# Ford Superduty 5.4 second battery



## Mark Erpelding (Jul 26, 2002)

I just put a second battery in my Superduty. I purchased a diesel drivers side battery box to install it I had to do the following.
1- remove emissions canistor and mount (this bolts where battery box will mount)

2- Seperate the rivets on the canister mount. Only using the round portion of the mount. I then welded bolts throught the round mount near where origional rivets were. I bolted this to the vertical battery box support. I used used existing holes in the vertical support. I removed one bolt that was interferring with clearence and put the welded the one nearest the radiator thuough this hole (just oppsite of the way they had the bolt installed). Then scribed the existing hole on the mount firewall end and welded a bolt at that location. The bolts need to be welded because I installed the canistor in the mount.and bolted it to the vertical battery box support. (Welding bolts enable tighting) 

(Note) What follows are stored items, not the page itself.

PR #1715, opened 2019-06-19
Implement WITH queries

julianmenzler:
`WITH` is already supported by the `sql-parser`. This PR introduces support for it within the Hyrise SQL Translator.


src/lib/sql/sql_translator.cpp
```diff
@@ -266,6 +277,26 @@ std::shared_ptr<AbstractLQPNode> SQLTranslator::_translate_select_statement(cons
...
+  SQLTranslator with_translator{_use_mvcc, nullptr, _parameter_id_allocator, _with_descriptions};
+  auto lqp = with_translator._translate_select_statement(*desc.select);
+
+  // Save mappings: ColumnID -> ColumnName
+  std::unordered_map<ColumnID, std::string> column_names;
+  for (auto column_id = ColumnID{0}; column_id < lqp->column_expressions().size(); ++column_id) {
+    const auto identifiers =
+        with_translator._sql_identifier_resolver->get_expression_identifiers(lqp->column_expressions()[column_id]);
+    for (const auto& identifier : identifiers) {
+      column_names.insert_or_assign(column_id, identifier.column_name);
```
julianmenzler: This is something I want to discuss with you @mrzzzrm today.

mrzzzrm: Has to be tomorrow, sorry. Today I won't be in

src/lib/sql/sql_translator.cpp
```diff
@@ -130,7 +130,8 @@ bool is_trivial_join_predicate(const AbstractExpression& expression, const Abstr
 namespace opossum {
 
 SQLTranslator::SQLTranslator(const UseMvcc use_mvcc)
-    : SQLTranslator(use_mvcc, nullptr, std::make_shared<ParameterIDAllocator>()) {}
+    : SQLTranslator(use_mvcc, nullptr, std::make_shared<ParameterIDAllocator>(),
+                    std::unordered_map<std::string, std::shared_ptr<LQPView>>()) {}
```
mrzzzrm: `{}` would do

src/lib/sql/sql_translator.cpp
```diff
@@ -191,20 +194,28 @@ std::shared_ptr<AbstractLQPNode> SQLTranslator::_translate_statement(const hsql:
...
+  // 7. SELECT clause (incl. DISTINCT)
+  // 8. UNION clause
+  // 9. ORDER BY clause
+  // 10. LIMIT clause
 
   AssertInput(select.selectList, "SELECT list needs to exist");
   AssertInput(!select.selectList->empty(), "SELECT list needs to have entries");
   AssertInput(!select.unionSelect, "Set operations (UNION/INTERSECT/...) are not supported yet");
 
+  // Translate WITH clause
```
mrzzzrm: clause**s**, right?

src/lib/sql/sql_translator.cpp
```diff
@@ -191,20 +194,28 @@ std::shared_ptr<AbstractLQPNode> SQLTranslator::_translate_statement(const hsql:
...
+  if (select.withDescriptions) {
+    for (const auto& desc : *select.withDescriptions) {
+      _translate_hsql_with_description(*desc);
```
mrzzzrm: for consistent naming, I guess that should be called "_translate_hsql_with_description".

Since "desc" is a hyrise variable, it should have an unabbreviated name

src/lib/sql/sql_translator.cpp
```diff
@@ -266,6 +277,26 @@ std::shared_ptr<AbstractLQPNode> SQLTranslator::_translate_select_statement(cons
   return _current_lqp;
 }
 
+void SQLTranslator::_translate_hsql_with_description(hsql::WithDescription& desc) {
+  SQLTranslator with_translator{_use_mvcc, nullptr, _parameter_id_allocator, _with_descriptions};
```
mrzzzrm: did you test placeholders in WITH? `WITH a AS SELECT * FROM t WHERE a > ? SELECT ...`?

src/lib/sql/sql_translator.cpp
```diff
@@ -266,6 +277,26 @@ std::shared_ptr<AbstractLQPNode> SQLTranslator::_translate_select_statement(cons
...
+  auto lqp = with_translator._translate_select_statement(*desc.select);
```
mrzzzrm: can be const auto

src/lib/sql/sql_translator.cpp
mrzzzrm: So basically you're invalidating all but one name of the column, right? How did you handle this for views @janetzki ?

src/lib/sql/sql_translator.cpp
```diff
@@ -466,7 +497,27 @@ SQLTranslator::TableSourceState SQLTranslator::_translate_table_origin(const hsq
 
   switch (hsql_table_ref.type) {
     case hsql::kTableName: {
-      if (StorageManager::get().has_table(hsql_table_ref.name)) {
+      // WITH descriptions or sub-queries are treated as though they were inline views or tables
+      // They mask existing tables or views with the same name.
+      if (_with_descriptions.count(hsql_table_ref.name)) {
+        const auto iter = _with_descriptions.find(hsql_table_ref.name);
```
mrzzzrm: count() searches, find() searches - a single find() should be sufficient. Also, names iterators I like better, e.g. "with_descriptions_iterator"

src/lib/sql/sql_translator.cpp
```diff
@@ -466,7 +497,27 @@ SQLTranslator::TableSourceState SQLTranslator::_translate_table_origin(const hsq
...
+        AssertInput(iter != _with_descriptions.end(), "No such WITH query named '" + hsql_table_ref.name + "'");
```
mrzzzrm: How could that ever trigger if `_with_descriptions.count(hsql_table_ref.name) > 0`, as the if below ensures?

src/test/sql/sql_translator_test.cpp
```diff
@@ -1996,4 +1996,91 @@ TEST_F(SQLTranslatorTest, CatchInputErrors) {
...
+              stored_table_node_int_int_int));
+  // clang-format on
+  EXPECT_LQP_EQ(actual_lqp, expected_lqp);
+}
+
+TEST_F(SQLTranslatorTest, WithClauseSingleQueryAlias) {
+  const auto actual_lqp_alias = compile_query(
+      "WITH "
+      "with_query AS (SELECT a AS x FROM int_int_int) "
+      "SELECT * FROM with_query WHERE x > 123;");
```
mrzzzrm: `SELECT * FROM with_query WHERE x > 123` would throw an exception, currently, right? I think this should be fixed.

src/test/sql/sql_translator_test.cpp
```diff
@@ -1996,4 +1996,91 @@ TEST_F(SQLTranslatorTest, CatchInputErrors) {
...
+  const auto aliases = std::vector<std::string>({"x"});
+  const auto expressions = expression_vector(int_int_int_a);
+
+  // clang-format off
+  const auto expected_lqp_alias =
+      AliasNode::make(expressions, aliases,
```
mrzzzrm: indent of 2 as we do everywhere else should be preferred.

src/test/sql/sql_translator_test.cpp
```diff
@@ -1996,4 +1996,91 @@ TEST_F(SQLTranslatorTest, CatchInputErrors) {
...
+                      stored_table_node_int_int_int))));
+  // clang-format on
+  EXPECT_LQP_EQ(actual_lqp_alias, expected_lqp_alias);
+}
+
+TEST_F(SQLTranslatorTest, WithClauseDoubleQuery) {
+  // WITH queries build on top of each other
+  const auto actual_lqp = compile_query(
+      "WITH "
+      "with_query1 AS (SELECT a, b FROM int_int_int), "
```
mrzzzrm: a WHERE here and a WHERE in the line below would make this test a bit more interesting.

src/test/sql/sql_translator_test.cpp
```diff
@@ -1996,4 +1996,91 @@ TEST_F(SQLTranslatorTest, CatchInputErrors) {
...
+  // clang-format on
+  EXPECT_LQP_EQ(actual_lqp, expected_lqp);
+}
+
+TEST_F(SQLTranslatorTest, WithClauseDoubleQueryMasking) {
+  // Second WITH query masks first one
+  const auto actual_lqp = compile_query(
+      "WITH "
+      "with_query AS (SELECT a, b FROM int_int_int), "
+      "with_query AS (SELECT b FROM with_query) "
```
mrzzzrm: do other dbs allow this? if not, we shouldn't either, probably.

src/test/sql/sql_translator_test.cpp
```diff
@@ -1996,4 +1996,91 @@ TEST_F(SQLTranslatorTest, CatchInputErrors) {
...
+
+  // clang-format off
+  const auto expected_lqp =
+      ProjectionNode::make(expression_vector(int_int_int_b),
+           ProjectionNode::make(expression_vector(int_int_int_a, int_int_int_b),
+               stored_table_node_int_int_int));
+  // clang-format on
+  EXPECT_LQP_EQ(actual_lqp, expected_lqp);
+}
+
```
mrzzzrm: random line

why was submodule third_party/tpcds-result-reproduction  changed?

src/lib/sql/sql_translator.cpp
julianmenzler: I thought of the WITH clause as a whole with multiple statements or descriptions: 
```SQL
WITH
a AS (..), 
b AS (..), 
c AS (..)
```
But this is my interpretation.

src/lib/sql/sql_translator.cpp
janetzki: Good point. I did not make any changes in `_translate_create_view()` so far. I'll update you as soon as I have tested `CREATE VIEW` for hyrise-mp/hyrise#38.

src/lib/sql/sql_translator.cpp
mrzzzrm: Ah, I was mistaken about the syntax. If there is ever only one WITH, leave it at "clause"

src/test/sql/sql_translator_test.cpp
julianmenzler: Unfortunately I do not have any offical SQL reference. But I had success testing this query with `Oracle11g` (via [sqltest.net](https://sqltest.net). 
But, I just noticed that the results Oracle11g returns are not correct or as expected. Oracle11g seems to use the first with_description, ignoring the second re-declaration.
I guess we should prohibits this kind of query then.

src/test/sql/sql_translator_test.cpp
julianmenzler: > why was submodule third_party/tpcds-result-reproduction changed?
No reason. Slipped in, somehow.

src/lib/sql/sql_translator.cpp
julianmenzler: > for consistent naming, I guess that should be called "_translate_hsql_with_description".

Am I blind, I do not see any difference.

> Since "desc" is a hyrise variable, it should have an unabbreviated name

So `*with_description` instead of `*desc`?

src/lib/sql/sql_translator.cpp
julianmenzler: Oh these placeholders are for prepared statements, right? Not yet.

src/lib/sql/sql_translator.cpp
julianmenzler: Good catch!

src/lib/sql/sql_translator.cpp
julianmenzler: Correct 🙈

src/test/sql/sql_translator_test.cpp
julianmenzler: I do not quite understand.. Do you mean the `;` ?

src/lib/sql/sql_translator.cpp
mrks: > I may be blind, but I do not see the difference.

Neither do I

> So *with_description instead of *desc?

Yes.

src/lib/sql/sql_translator.cpp
mrks: ping?

src/lib/sql/sql_translator.cpp
mrks: This was marked as resolved but doesn't look like it was.

src/lib/sql/sql_translator.cpp
mrks: This PR looks like the comments have been seen, but not addressed yet. Skipping the rest of the comments and my own review for now.

src/lib/sql/sql_translator.cpp
julianmenzler: Did you update LQPView yet? @janetzki

src/lib/sql/sql_translator.cpp
julianmenzler: Now it is.

src/lib/sql/sql_translator.cpp
julianmenzler: Correct, I just started addressing them.

src/lib/sql/sql_translator.cpp
janetzki: Yes, in https://github.com/hyrise/hyrise/pull/1692/commits/a926f691958e8cd2b2ffca648843d8275dee2eb5.

mrks:
What's the status here?

src/lib/sql/sql_translator.cpp
```diff
@@ -466,7 +497,26 @@ SQLTranslator::TableSourceState SQLTranslator::_translate_table_origin(const hsq
 
   switch (hsql_table_ref.type) {
     case hsql::kTableName: {
-      if (StorageManager::get().has_table(hsql_table_ref.name)) {
+
+      // WITH descriptions or sub-queries are treated as though they were inline views or tables
```
janetzki:
```suggestion
      // WITH descriptions or subqueries are treated as though they were inline views or tables.
```

src/lib/sql/sql_translator.cpp
```diff
@@ -266,6 +277,26 @@ std::shared_ptr<AbstractLQPNode> SQLTranslator::_translate_select_statement(cons
...
 
+void SQLTranslator::_translate_hsql_with_description(hsql::WithDescription& desc) {
+  SQLTranslator with_translator{_use_mvcc, nullptr, _parameter_id_allocator, _with_descriptions};
+  const auto lqp = with_translator._translate_select_statement(*desc.select);
+
+  // Save mappings: ColumnID -> ColumnName
+  std::unordered_map<ColumnID, std::string> column_names;
+  for (auto column_id = ColumnID{0}; column_id < lqp->column_expressions().size(); ++column_id) {
+    const auto identifiers =
+        with_translator._sql_identifier_resolver->get_expression_identifiers(lqp->column_expressions()[column_id]);
```
janetzki: This empty line seems odd.

src/test/sql/sql_translator_test.cpp
```diff
@@ -1996,4 +1996,91 @@ TEST_F(SQLTranslatorTest, CatchInputErrors) {
...
+TEST_F(SQLTranslatorTest, WithClauseSingleQuerySimple) {
+  const auto actual_lqp = compile_query(
+      "WITH "
+      "with_query AS (SELECT a, b FROM int_int_int) "
+      "SELECT * FROM with_query WHERE a > 123;");
+  // clang-format off
+  const auto expected_lqp =
+      PredicateNode::make(greater_than_(int_int_int_a, value_(123)),
+        ProjectionNode::make(expression_vector(int_int_int_a, int_int_int_b),
+          stored_table_node_int_int_int));
```
janetzki: Please fix the indentation.

src/lib/sql/sql_translator.cpp
janetzki: You might want to use `_inflated_select_list_elements[column_id].identifiers` instead of `get_expression_identifiers(...)` since `get_expression_identifiers(...)` would return `{"a", "a1", "a2"}` for both `ColumnID`s in `SELECT a AS a1, a AS a2`.

src/lib/sql/sql_translator.cpp
mrks: ping ping

src/test/sql/sql_translator_test.cpp
mrks: Can't reproduce what was meant either. Maybe he was thinking about `a > 123`, but that is addressed in a different issue.

src/lib/sql/sql_translator.cpp
julianmenzler: Currently, I'm try to understand the placeholder implementation to create a test afterwards.

src/test/sql/sql_translator_test.cpp
mrzzzrm: He probably meant `a >123` ;)

src/lib/sql/sql_translator.cpp
julianmenzler: How do you obtain identifiers from `_inflated_select_list_expressions`?
```
std::vector<std::shared_ptr<AbstractExpression>> _inflated_select_list_expressions
``` 

Unfortunately, I don't get your idea.

julianmenzler: Good point. 
For this change I have to merge the current master though. Before, we should merge #1753 to avoid migration efforts regarding `LQPView`.

julianmenzler:
Except for @janetzki's last suggestion, blocked by #1753, all change requests should be adressed.

src/lib/sql/sql_translator.cpp
janetzki: I have to trust you that you will address this because I will not be available until Aug. 6. ;)

mrks:
@julianmenzler Is this ready to go once the merge conflict is resolved?

mrks:
Ah, never mind. That was just the master merge.

julianmenzler:
Ready to go

mrks:
It sounds as if a5632c4 fixed a bug for which @janetzki provided an example. Does it make sense to add a test that covers this?

julianmenzler:
Correct. It is rather an edge case though. The test should be short, so I'll write one.
Another thought came to my mind regarding this. I have not tested aggregate functions yet.

julianmenzler:
I just added two more tests for WITH queries containing aggregate functions. 

> It sounds as if [a5632c4](https://github.com/hyrise/hyrise/commit/a5632c41883687efafce0fe819d747bb2b371d6e) fixed a bug for which @janetzki provided an example. Does it make sense to add a test that covers this?

I created a test and found a bug in the `SQLTranslator::_translate_table_origin`. The bug affects regular views as well (#1768). It does not make sense to address the bug in this PR. I will fix it separately and add the associated WITH test afterwards.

**** NOTE when you locate canister to vertical battery box support make sure you get it as low as possible!!! This will give you the clearence you need to re-mount air cleaner******


----------



## JohnnyU (Nov 21, 2002)

heres a semi-related question: Did you mount the emis. canister upright? and do they have to be upright to work properly, or does it really matter? (my truck is a chevy, but i had to do tha same thing, and currently have it turned 90° sideways) Thanks


----------



## Mark Erpelding (Jul 26, 2002)

I am a ASE ceritified in auto body repair, I have been around these canisters alot. I have seen them factory mounted different ways. I don't think it matters. The charchol just asorbs the gas fumes comming from the tank. I am not an engineer however.


----------



## JohnnyU (Nov 21, 2002)

Alright, it didnt seem to have affected the truck at all,so I wasnt real worried. Thanks for the info, answered that little burning question I had!!!


----------



## Brickman (Jun 17, 2002)

My ? is why two batteries in a gasser? I know the diesels have had two for years. Just curious as to why you would want/need two.


----------



## Mark Erpelding (Jul 26, 2002)

I have a front and rear plow on the truck. I want more reserve power. With this much drain on the battery.


----------



## Cassy (Aug 10, 2006)

Mark Erpelding;61043 said:


> I have a front and rear plow on the truck. I want more reserve power. With this much drain on the battery.


with the two batteries, did you have to upgrade the alterantor as well? and if so, to what?


----------



## grandview (Oct 9, 2005)

Do you have any pixs?


----------



## grandview (Oct 9, 2005)

Just notice this thread is 5 yrs old.Still anybody have pixs of this?


----------



## iakentdoz (Dec 20, 2005)

grandview;359902 said:


> Just notice this thread is 5 yrs old.Still anybody have pixs of this?


I added a second battery tray in my 05 F250 SD to help with the Blizzard 810 that I had installed.

Notice the I had to remove the extra side pocket on the Cold air intake (Yellow circle) and cover to 1/2" hole with black tape(red arrow). Not really sure what the extra air chamber did, but it's been removed for a bout 6 months and still haven't noticed any difference in my gas mileage.

The heavy duty cables I got from www.custombatterycables.com


----------



## Tscape (Jan 19, 2004)

I have a tray for this from wrangler's I paid $100 for. I sold my 99 with the 5.4 Anybody want it? Make me an offer.


----------



## RYDER (Sep 19, 2005)

Will that tray work for an 03 F150 with a 5.4?:waving:


----------



## Tscape (Jan 19, 2004)

I don't think so. It is labeled for 99-04 Ford Superduty. http://www.wranglernw.com/pc-6362-7...-for-ford-super-duty-excursion-1999-2004.aspx

It's the tray only, with some hardware and a hose for the relocated canister. No electrical.


----------